[[ Data for this exercise open ]]

PR #395, opened 2026-05-13
MCP: token-lean hybrid tool surface with per-user connector gating

isiddharthsingh:
## Summary
- Replaces the 6-tool MCP surface with a tiered design: 9 always-on Tier-1, 6 connector-gated Tier-2, and 53 long-tail entries reachable via `search_tools`/`call_tool`.
- Per-user gating via `SkillRegistry.check_connection` — Tier-2 tools appear only when an enabling connector is connected.
- New `chat_with_aurora` tool routes external clients through Aurora's own agent (prompts, skills, RCA pipeline, citations) instead of having the external LLM drive raw API calls.
- Every path verified against the live Flask url_map; infra-write surfaces (Terraform apply, kubectl mutations, shell exec, Cloudflare WAF) excluded by a hard-coded allowlist with import-time assertions.

## Token surface (measured)
Tier-1 only: 1,365 tok · Tier-1+Tier-2: 2,113 tok · `search_tools` response: 600 tok.

## Test plan
- [ ] Generate an MCP token via Aurora UI → Org Settings → MCP API Tokens.
- [ ] Hook into Claude Desktop / Cursor / Windsurf using the provided JSON config.
- [ ] Verify `tools/list` returns ~9 Tier-1 tools with no connectors; reconnect Datadog/Jira/etc and confirm matching Tier-2 tools appear on the next request.
- [ ] `chat_with_aurora("why did <svc> page?")` returns a real RCA-shaped answer with citations; the session appears in Aurora's chat UI.
- [ ] Direct tool calls (`query_logs`, `query_jira`, etc.) return real data when the connector is connected, `not_connected` envelope otherwise.
- [ ] `call_tool("terraform_apply", {...})` is refused with `tool_not_allowlisted`.

## Summary by CodeRabbit

* **New Features**
  * Tiered MCP tool surface (always‑on, connector‑gated, searchable dispatch) with unified MCP server, prompts, and resource endpoints.
  * Chat bridge with polling/resume, message-level endpoints, and citation extraction.
  * New incident flows: free‑text RCA trigger API and guided incident prompts; connector‑backed tools for logs, metrics, alerts, Jira, Notion, Bitbucket.
  * Response size controls and pagination for tool outputs.
* **Bug Fixes**
  * Safer RCA error messages; deduplication of immediate user messages and streaming‑placeholder handling.
* **Documentation**
  * Updated MCP guide with tier model and allowlist guidance.
* **Tests**
  * Comprehensive MCP test coverage added (dispatch, gating, registry, bridge, response).


server/routes/chat_routes.py
```diff
@@ -491,6 +490,178 @@ def delete_chat_session(user_id, session_id):
...
+        for m in reversed(messages):
+            if m.get('sender') == 'aurora' and m.get('citations'):
+                citations = m['citations']
+                break
+
+        return jsonify({
+            'session_id': session_id,
+            'status': status,
+            'seq': total,
+            'messages': new_msgs,
```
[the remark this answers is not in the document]
isiddharthsingh: No functional bug — current scheme works end-to-end (smoke test passes, citations & chat session creation OK). Only caller is chat_bridge.py (verified by grep — no frontend usage). The proposal is a contract change for a stylistic inconsistency between POST (returns length-1) and GET (returns length); applying it requires coordinated changes across chat_routes.py, chat_bridge.py polling loop, and the max(0, after) clamp I added earlier (which would have to become max(-1, after)). Risk of regression outweighs the cosmetic gain.

server/aurora_mcp/registry.py
```diff
@@ -0,0 +1,770 @@
...
+    DispatchEntry(
+        name="github_list_branches",
+        description="List branches for a GitHub repository.",
+        category="code",
+        method="GET",
+        path="/github/user-branches/{repo_full_name}",
+        enabling_skills=("github",),
+        path_args=("repo_full_name",),
+    ),
+)
```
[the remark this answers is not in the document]
isiddharthsingh: Verified the concern is real (allowlist could drift from backend routes) but the proposed location is wrong — registry.py runs in the MCP container which deliberately does not import the Flask app. Adding from main_compute import app there would pull DB pools, Casbin init, rate limiter, and the MCP preloader into a process that exists specifically to avoid them.

Confirmed there's no current drift: ran app.url_map.bind("").match(path, method) from inside aurora-server against all 53 DISPATCH_ALLOWLIST entries with feature flags forced on → 0 mismatches.

Existing coverage: scripts/_live_check.sh exercises every dispatch entry with a connected provider, and commit a2b5f34a now logs every upstream non-2xx server-side, so any future drift surfaces immediately.

Will track the proper fix as a separate PR: a server/tests/architectural/test_dispatch_allowlist.py that imports main_compute with NEXT_PUBLIC_ENABLE_* flags forced on via conftest and validates every entry against app.url_map. ~30 LOC, but adds DB-dependent test setup which is out of scope for this triage.

server/aurora_mcp/tools_gated.py
```diff
@@ -0,0 +1,360 @@
...
+                body={"jql": jql, "maxResults": _clamp_limit(max_results)},
+            ),
+            tool_name="query_jira",
+        )
+    if action == "get_issue":
+        if not issue_key:
+            return {"error": "issue_key_required"}
+        return truncate_payload(
+            await api_call("GET", f"/jira/issue/{issue_key}"),
+            tool_name="query_jira",
```
beng360, line 209: issue_key, db_id, workspace, repo_slug are interpolated into URL paths without encoding. httpx resolves ../ segments, so ../../admin/secrets escapes the intended prefix. dispatch.py:65 already does quote(str(value), safe="") — apply the same here.

server/aurora_mcp/chat_bridge.py
```diff
@@ -0,0 +1,191 @@
...
+    interval = _POLL_INTERVAL_INITIAL
+    latest_partial: Optional[str] = None
+
+    while elapsed < _POLL_TOTAL_SECONDS:
+        await asyncio.sleep(interval)  # NOSONAR S7484: cross-process HTTP poll, no in-process signal to wait on.
+        elapsed += interval
+        interval = min(interval * 2, _POLL_INTERVAL_MAX)
+
+        page, msgs, status, last_seq = await _poll_once(api_call, sid, last_seq)
+        latest_partial = _latest_assistant_text(msgs, latest_partial)
```
beng360: _poll_once() here is outside the try/except that wraps earlier polls. If it raises TimeoutError, the caller never gets back the session_id and cannot retry. Return {status: "in_progress", session_id: sid} on timeout instead.

server/aurora_mcp/registry.py
```diff
@@ -0,0 +1,770 @@
...
+
+
+# ---------------------------------------------------------------------------
+# Hard-banned tool name fragments — defense-in-depth against accidental
+# inclusion of infra-write surfaces in DISPATCH_ALLOWLIST.
+# ---------------------------------------------------------------------------
+
+_BANNED_NAME_FRAGMENTS: Tuple[str, ...] = (
+    "terraform",
```
beng360, line 747: Ban list misses kubectl_scale, kubectl_patch, kubectl_rollout, shell_exec, shell_run. Consider banning the kubectl_ prefix entirely (except kubectl_get) instead of enumerating verbs.

beng360 (commented):
MCP review — code issues + live testing findings (8 inline comments)

server/aurora_mcp/registry.py
```diff
@@ -0,0 +1,770 @@
...
+        for frag in _BANNED_NAME_FRAGMENTS:
+            if frag in lname:
+                raise RuntimeError(
+                    f"DISPATCH_ALLOWLIST contains banned tool '{entry.name}' "
+                    f"(matched fragment '{frag}'). Infra-write tools must not "
+                    f"be reachable from MCP. See server/aurora_mcp/registry.py."
+                )
+        # Reject obviously dangerous methods + paths combinations.
+        if entry.method.upper() == "DELETE" and "/apply" in entry.path:
+            raise RuntimeError(
```
beng360: This checks DELETE + /apply. No REST API uses DELETE on an /apply endpoint — this assertion can never fire. Either check for POST/PUT on banned paths or remove it.

server/mcp_server.py
```diff
@@ -66,8 +70,13 @@ async def __call__(self, scope: Scope, receive: Receive, send: Send) -> None:
...
 
-_pool: psycopg2.pool.ThreadedConnectionPool | None = None
-_last_used_cache: dict[str, float] = {}
+_pool: Optional[psycopg2.pool.ThreadedConnectionPool] = None
+_last_used_cache: Dict[str, float] = {}
+
+# token → (resolved_at_monotonic, user_id, org_id). Avoids a Postgres SELECT
+# on every list_tools / call_tool request.
+_TOKEN_READ_TTL = 60.0
+_token_read_cache: Dict[str, tuple] = {}
```
beng360, line 81: _token_read_cache and _last_used_cache are unbounded dicts. The 60s TTL controls re-reads, not eviction. Rotating tokens leak memory. Use cachetools.TTLCache or functools.lru_cache.

server/aurora_mcp/chat_bridge.py
```diff
@@ -0,0 +1,191 @@
...
+            last_seq = posted_seq
+
+    elapsed = 0.0
+    interval = _POLL_INTERVAL_INITIAL
+    latest_partial: Optional[str] = None
+
+    while elapsed < _POLL_TOTAL_SECONDS:
+        await asyncio.sleep(interval)  # NOSONAR S7484: cross-process HTTP poll, no in-process signal to wait on.
+        elapsed += interval
+        interval = min(interval * 2, _POLL_INTERVAL_MAX)
```
beng360: elapsed accumulates sleep durations but ignores HTTP request time. Each _poll_once can take up to 15s. Real wall time can far exceed the 45s budget. Use time.monotonic().

server/aurora_mcp/resources.py
```diff
@@ -0,0 +1,144 @@
...
+    except Exception:
+        logger.exception("catalog/skills failed")
+        return dict(_INTERNAL_ERROR)
+
+
+def _slim_incident_row(i: Dict[str, Any]) -> Dict[str, Any]:
+    return {
+        "id": i.get("id"),
+        "title": i.get("alert_title") or i.get("title"),
+        "status": i.get("aurora_status") or i.get("status"),
```
beng360: _slim_incident_row reads alert_title/alert_service but the API nests these under alert.title/alert.service_name. All 20 incidents come back with null title, service, and created_at. Needs to traverse the nested dict.

server/aurora_mcp/response.py
```diff
@@ -0,0 +1,80 @@
...
+def paginate(
+    items: Iterable[Any],
+    *,
+    cursor: Optional[str] = None,
+    limit: int = 20,
+    max_limit: int = 100,
+) -> Tuple[List[Any], Optional[str]]:
+    """Slice `items` by an integer-offset cursor and return (page, next_cursor)."""
+    limit = max(1, min(int(limit or 20), max_limit))
+    try:
```
beng360, line 62: max(1, ...) clamps limit=0 to 1, so callers get 1 result when they asked for 0. Change to max(0, ...) or return early.

server/aurora_mcp/registry.py
```diff
@@ -0,0 +1,770 @@
...
+
+def _entry_matches_search(
+    entry: "DispatchEntry", q: str, cat: str, conn: str, user_id: Optional[str],
+) -> bool:
+    if cat and entry.category.lower() != cat:
+        return False
+    if conn and conn not in {s.lower() for s in entry.enabling_skills}:
+        return False
+    if q and q not in entry.name.lower() and q not in entry.description.lower():
+        return False
```
beng360: Search is substring-only. "incident update" (space) doesn't match incident_update (underscore), so legitimate queries return empty. Normalize underscores to spaces before matching, or split into tokens.

server/aurora_mcp/chat_bridge.py
```diff
@@ -0,0 +1,191 @@
...
+        api_call: bound `_api` proxy from mcp_server.py (forwards user identity).
+        message: user message text. Ignored when poll_only=True.
+        session_id: continue an existing session, or None to start a new one.
+        mode: "chat" (default) or "rca" — passed to the backend agent.
+        poll_only: when True, skip create+post and just poll session_id for new
+            assistant messages. Use to resume a still-running session without
+            sending a new turn.
+    """
+    err = _validate_inputs(message, session_id, mode, poll_only)
+    if err is not None:
```
beng360, line 236: Validation errors return {error: "..."} without session_id or status. Invalid session_id throws a 404 exception. Docstring says those fields are always present. Three different error shapes — pick one.

server/aurora_mcp/tools_gated.py
```diff
@@ -0,0 +1,360 @@
...
+integration. Combined with per-request visibility filtering (in
+mcp_server.py), this implements the "rebuild on every request" gating
+model called out in the design.
+
+Every path here has been verified against the Flask url_map — only real
+endpoints are reachable. Tools whose backing connectors expose no REST
+data-query routes (Coroot, ThousandEyes, distributed tracing across all
+connectors, GitHub `rca`) have been dropped — the agent's Python tools
+for those are reachable through `chat_with_aurora` instead.
+"""
```
beng360, line 16: Sentry, Grafana, Slack, Jenkins, Spinnaker, Cloudflare reads are all absent from every MCP tier. Docstring says they're "reachable through chat_with_aurora" but clients can't discover that. Surface them in search_tools results with a hint at minimum.

server/mcp_server.py
```diff
@@ -140,28 +153,86 @@ def _get_token() -> str:
...
+    *,
+    params: Optional[Dict[str, Any]] = None,
+    body: Optional[Dict[str, Any]] = None,
+) -> Dict[str, Any]:
+    """Proxy a request to the Aurora Flask API with identity from the MCP token.
+
+    Default request timeout is 30s (configured on the shared httpx client).
+    Callers that need a different deadline wrap with `async with asyncio.timeout(N)`.
+    """
     if not path.startswith("/"):
```
beng360: path.startswith("/") doesn't prevent traversal. A path like "/../admin/secrets" passes the check and httpx resolves it. Validate that the resolved URL stays under API_BASE.

beng360 (commented):
Additional findings from live MCP testing:

1. No access to the service graph (`/graph/` routes). The `blast_radius_analysis` prompt references this but there's no tool to back it.
2. No aggregate LLM usage/cost endpoint. Per-incident `tokenUsage` works but there's no org-level summary.
3. DORA metrics (MTTR, MTTD, incident frequency) exist at `/metrics/` but aren't exposed.
4. Confluence only has fetch-by-URL in the dispatch — no search. The agent has CQL search internally.
5. No `whoami` resource to verify which user/org the token resolves to. Makes debugging "why can't I see X" harder than it needs to be.
6. AWS shows connected in the catalog but has zero tools in any MCP tier. Either add read-only dispatch entries or mark it agent-only in the catalog.

server/aurora_mcp/response.py
isiddharthsingh: i looked at the code and the symptom doesn't actually reproduce. int(limit or 20) evaluates 0 or 20 as 20, so limit=0 gets you 20 results, not 1. whether limit=0 should return zero results is a separate design call, happy to add an early return if you want that, but the off-by-one as described isn't there.

server/aurora_mcp/chat_bridge.py
isiddharthsingh: fair point on the inconsistency. pre-session-creation failures genuinely don't have a sid to attach yet, so adding one would be a placeholder. could normalize everything to {error, session_id: null, status: "error"} but it touches every error path for what's mostly cosmetic. leaving for a follow-up unless you feel strongly.

server/aurora_mcp/tools_gated.py
isiddharthsingh: they dont have much of tool calls of theier own, so i have kept them to be used directly from chat with aurora tool.

beng360 (approved):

[[ Data for this exercise closed ]]

= Task directions =
Output must consist only of the listing's lines from the first through the line with "- Per-user gating", reproduced word for word.

= Solution to this problem =
PR #395, opened 2026-05-13
MCP: token-lean hybrid tool surface with per-user connector gating

isiddharthsingh:
## Summary
- Replaces the 6-tool MCP surface with a tiered design: 9 always-on Tier-1, 6 connector-gated Tier-2, and 53 long-tail entries reachable via `search_tools`/`call_tool`.
- Per-user gating via `SkillRegistry.check_connection` — Tier-2 tools appear only when an enabling connector is connected.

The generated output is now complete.